## [Task to carry out]
Write out every line exactly, from the first line of the records below through the line that contains "boutell, line 51: prepopulate, not prepoulate".

(Saved entries)
---+---

PR #2376, opened 2020-09-08
Join story, styles and UX

stuartromanek:
A take-two on #2343, this adds a storybook story for Joins, re works some style cruft and a little bit of UX .. works in both SB and apos 3 demo


modules/@apostrophecms/schema/ui/apos/components/AposInputJoin.vue
```diff
@@ -69,6 +85,12 @@ export default {
         return { message: 'required' };
       }
 
+      // if the original status was disabled, no validation should change that
+      if (this.originalDisabled) {
```
abea, line 89: is this really an issue for all fields?

modules/@apostrophecms/schema/ui/apos/components/AposSearchList.vue
```diff
@@ -72,20 +68,21 @@ export default {
 .item {
   display: flex;
   justify-content: space-between;
-  padding: 15px 25px;
+  margin: 10px;
+  padding: 10px 20px;
   letter-spacing: 0.5px;
-
+  border-radius: 5px;
```
abea, line 74: We have this stored as `--a-border-radius`.

abea (changes requested):
A question and a minor thing.

modules/@apostrophecms/schema/ui/apos/components/AposInputJoin.vue
stuartromanek: I don't think so .. joins can be disabled by reaching their `max` limit, but then can be re-enabled by removing an item from the slat list. This two-ways-to-affect-state is unique to things that use the slat list.

A normal input is just going to be disabled from the get go and won't get re validated

boutell:
@falkodev the renaming of joins to relationships has landed, so this will need a manual merge with the upstream work in 3.0.

boutell:
@stuartromanek  the renaming of joins to relationships has landed, so this will need a manual merge with the upstream work in 3.0.

stuartromanek:
updated to new Relationship name

abea (approved):

modules/@apostrophecms/schema/ui/apos/components/AposInputRelationship.stories.js
```diff
@@ -0,0 +1,89 @@
...
+        field: {
+          name: 'myJoin',
+          label: 'Link to A Page',
+          help: 'Choose a page from the joiner to link to it',
+          type: 'join',
+          withType: 'product',
+          max
+        },
+        value: {
+          data: getData(prepoulate)
```
boutell, line 51: prepopulate, not prepoulate

modules/@apostrophecms/schema/ui/apos/components/AposInputRelationship.stories.js
```diff
@@ -0,0 +1,89 @@
...
+    'Limit', {
+      None: null,
+      One: 1,
+      Two: 2,
+      Three: 3
+    },
+    null
+  );
+
+  const prepoulate = select(
```
boutell, line 26: typo

modules/@apostrophecms/schema/ui/apos/components/AposInputRelationship.vue
```diff
@@ -44,17 +47,30 @@ export default {
...
   },
   mounted() {
     this.validateAndEmit();
   },
+  computed: {
+    pluralLabel() {
+      return apos.modules[this.field.withType].pluralLabel;
+    },
+    placeholder() {
+      return this.field.placeholder || `Search ${this.pluralLabel}`;
```
boutell, line 68: I think that if we're going to do this "auto-guess the verbiage" thing we should push it as config from the server side where i18n is easy. I would be open with that being a followup ticket though as long as it gets opened.

modules/@apostrophecms/schema/ui/apos/components/AposInputRelationship.vue
```diff
@@ -44,17 +47,30 @@ export default {
...
+    },
+    browseLabel() {
+      return `Browse ${this.pluralLabel}`;
```
boutell, line 71: Same comment about the origin of browser-side text and i18n.

boutell (changes requested):

modules/@apostrophecms/schema/ui/apos/components/AposInputRelationship.vue
stuartromanek: opened an issue https://apostrophecms.atlassian.net/browse/A30U-436

modules/@apostrophecms/schema/ui/apos/components/AposInputRelationship.stories.js
stuartromanek: fixec

boutell (approved):

PR #2378, opened 2020-09-09
Throw errors in await compatible way

boutell:
Old school callbacks can happily take multiple arguments but when promisifying them, you can only give (err, value), and value is ignored if there is an error. Send a single error argument with all interesting info about the error.


abea (approved):

abea:
I'll merge this into a feature branch that needs it and and merge them together.

PR #2379, opened 2020-09-10
Fields: integer and float

falkodev:


modules/@apostrophecms/schema/ui/apos/components/AposInputString.vue
```diff
@@ -67,6 +79,11 @@ export default {
       }
     }
   },
+  watch: {
```
abea, line 82: If the `type` property is not going to change while the component is in place, I don't think we need to watch it. `defineStep` could run on `mounted` and look at the `field.type` directly.

abea: Oh, I see you are doing that already. Are we expected it would also change? It doesn't seem like we need to watch this.

abea (changes requested):

modules/@apostrophecms/schema/ui/apos/components/AposInputString.vue
falkodev: You are right. No need to watch.

abea (approved):

boutell (approved):

boutell (changes requested):
What about `min` and `max`? Their behavior must change when the type is numeric.

falkodev:
> What about `min` and `max`? Their behavior must change when the type is numeric.

Done

boutell (approved):

PR #2384, opened 2020-09-10
3/upload noties

abea:
Resolves https://apostrophecms.atlassian.net/browse/A30U-393

This delivers notifications to the end user for uploading images:
- starting an upload
- successful upload
- error from uploading an unacceptable file type (one apostrophe doesn't know, e.g., json)
- error from uploading an incorrect file type for that field (e.g., pdf)
- general error messages if there's not something more specific.


modules/@apostrophecms/attachment/index.js
```diff
@@ -285,9 +285,18 @@ module.exports = {
           return;
         }
         _.assign(info, _.omit(dbInfo, 'crop'));
-        if (!self.acceptableExtension(field, info)) {
-          throw self.apos.error('invalid');
+
+        // Check if the file type is acceptable of if there are
+        const correctedExtensions = self.checkExtension(field, info);
```
abea, line 290: I wanted to get the list of acceptable extensions from this, so I changed how this works.

modules/@apostrophecms/attachment/index.js
```diff
@@ -308,29 +317,34 @@ module.exports = {
...
+      checkExtension(field, attachment) {
+        const groups = field.fileGroups ||
+          (field.fileGroup && [ field.fileGroup ]);
         let extensions;
+
         if (groups) {
           if (!_.includes(groups, attachment.group)) {
             extensions = [];
             _.each(groups, function (group) {
-              const groupInfo = _.find(self.options.fileGroups, { name: group });
```
abea, line 318: Fix here. Please confirm.

modules/@apostrophecms/attachment/index.js
```diff
@@ -308,29 +317,34 @@ module.exports = {
...
               extensions = extensions.concat(groupInfo.extensions);
             });
-            return false;
+
+            return extensions;
           }
         }
-        extensions = field.extensions || (field.extension && [ field.extension ]);
+        extensions = field.extensions ||
+          (attachment.extension && [ attachment.extension ]);
```
abea, line 340: Fix here. Please confirm.

modules/@apostrophecms/schema/index.js
```diff
@@ -1427,6 +1425,9 @@ module.exports = {
             try {
               await convert(req, field, data, object);
             } catch (e) {
+              if (e instanceof Error) {
```
abea, line 1428: If we get an `Error` send it on.

modules/@apostrophecms/attachment/index.js
boutell: 👍

modules/@apostrophecms/attachment/index.js
boutell: attachment.extension has no business on a list of what's allowed; it's what was actually sent.

The idea here was to support attachment fields specifying a single extension to allow or more than one, as an alternative to specifying a group. The existing code seems correct for that.

boutell: A method that returns either `true` or an array of things that would have been OK is unusual, so please document it.

modules/@apostrophecms/attachment/index.js
```diff
@@ -947,7 +964,10 @@ module.exports = {
       canUpload(req, res, next) {
         if (!self.apos.permission.can(req, 'edit-attachment')) {
           res.statusCode = 403;
-          return res.send('forbidden');
+          return res.send({
+            type: 'forbidden',
+            message: req.__('You do not have enough permissions to upload')
```
boutell, line 969: You do not have permission to upload a file.

boutell: "Enough permissions" seems needlessly technical.

modules/@apostrophecms/image/ui/apos/components/AposMediaManagerDisplay.vue
```diff
@@ -132,13 +132,21 @@ export default {
...
       const file = event.target.files[0];
 
       const emptyDoc = await apos.http.post(this.moduleOptions.action, {
         body: {
           _newInstance: true
         }
       });
+      await apos.notify(
+        // TODO: i18n
+        `Uploading ${fileCount} image${fileCount > 1 ? 's' : ''}`,
```
boutell, line 145: I was about to tell you how to do this with %s placeholders and more arguments to apos.notify, but it involves pluralization and we don't actually have a wrapper for that yet. Hmm. OK for now.

modules/@apostrophecms/notification/ui/apos/apps/ApostropheNotification.js
```diff
@@ -121,6 +122,7 @@ export default function() {
           :key="notification._id"
           :label="notification.message"
           :type="notification.type"
+          :icon="notification.icon"
```
boutell, line 125: Do we need icon in addition to type? Should we just map types to icons or something? Is this part of Stu's design?

modules/@apostrophecms/schema/index.js
boutell: This would send on pretty much everything, because self.apos.error does construct an Error.

boutell: Not sure what you're trying to do.

boutell (changes requested):

modules/@apostrophecms/attachment/index.js
abea: True. For some reason that seemed necessary, but the `self.options.fileGroups` fix was probably the important one.

modules/@apostrophecms/notification/ui/apos/apps/ApostropheNotification.js
abea: they are passed in separately right now. The current implementation increases flexibility, but I'd be happy for it to be more limited to simplify the implementation. Out of scope of this PR, though.

modules/@apostrophecms/schema/index.js
abea: The problem was that an error thrown in the field's `convert` method was buried here, including the helpful message. I couldn't see the `message` property on it by logging, but I see it's there now to check and use.

modules/@apostrophecms/schema/index.js
```diff
@@ -1425,8 +1425,8 @@ module.exports = {
             try {
               await convert(req, field, data, object);
             } catch (e) {
-              if (e instanceof Error) {
-                throw e;
+              if (e instanceof Error && e.message) {
```
boutell, line 1428: This isn't going to work either, but it's my fault. The error module doesn't currently set any property that doesn't exist on a generic Error, or potentially other people's third party subclasses of Error. We need to duck type this.

In the error module, please set `.aposError = true` on errors constructed by the error module. Then you can test for it here successfully. We could also include an `isOurs` method that tests it, for calling `apos.error.isOurs(error)`.

Let me know if you'd rather I did a separate PR for that first but I'm trying to speed you along.

boutell (changes requested):

boutell (approved):

falkodev (approved):

falkodev (approved):

boutell (approved):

---+---

## [Task response]
PR #2376, opened 2020-09-08
Join story, styles and UX

stuartromanek:
A take-two on #2343, this adds a storybook story for Joins, re works some style cruft and a little bit of UX .. works in both SB and apos 3 demo


modules/@apostrophecms/schema/ui/apos/components/AposInputJoin.vue
```diff
@@ -69,6 +85,12 @@ export default {
         return { message: 'required' };
       }
 
+      // if the original status was disabled, no validation should change that
+      if (this.originalDisabled) {
```
abea, line 89: is this really an issue for all fields?

modules/@apostrophecms/schema/ui/apos/components/AposSearchList.vue
```diff
@@ -72,20 +68,21 @@ export default {
 .item {
   display: flex;
   justify-content: space-between;
-  padding: 15px 25px;
+  margin: 10px;
+  padding: 10px 20px;
   letter-spacing: 0.5px;
-
+  border-radius: 5px;
```
abea, line 74: We have this stored as `--a-border-radius`.

abea (changes requested):
A question and a minor thing.

modules/@apostrophecms/schema/ui/apos/components/AposInputJoin.vue
stuartromanek: I don't think so .. joins can be disabled by reaching their `max` limit, but then can be re-enabled by removing an item from the slat list. This two-ways-to-affect-state is unique to things that use the slat list.

A normal input is just going to be disabled from the get go and won't get re validated

boutell:
@falkodev the renaming of joins to relationships has landed, so this will need a manual merge with the upstream work in 3.0.

boutell:
@stuartromanek  the renaming of joins to relationships has landed, so this will need a manual merge with the upstream work in 3.0.

stuartromanek:
updated to new Relationship name

abea (approved):

modules/@apostrophecms/schema/ui/apos/components/AposInputRelationship.stories.js
```diff
@@ -0,0 +1,89 @@
...
+        field: {
+          name: 'myJoin',
+          label: 'Link to A Page',
+          help: 'Choose a page from the joiner to link to it',
+          type: 'join',
+          withType: 'product',
+          max
+        },
+        value: {
+          data: getData(prepoulate)
```
boutell, line 51: prepopulate, not prepoulate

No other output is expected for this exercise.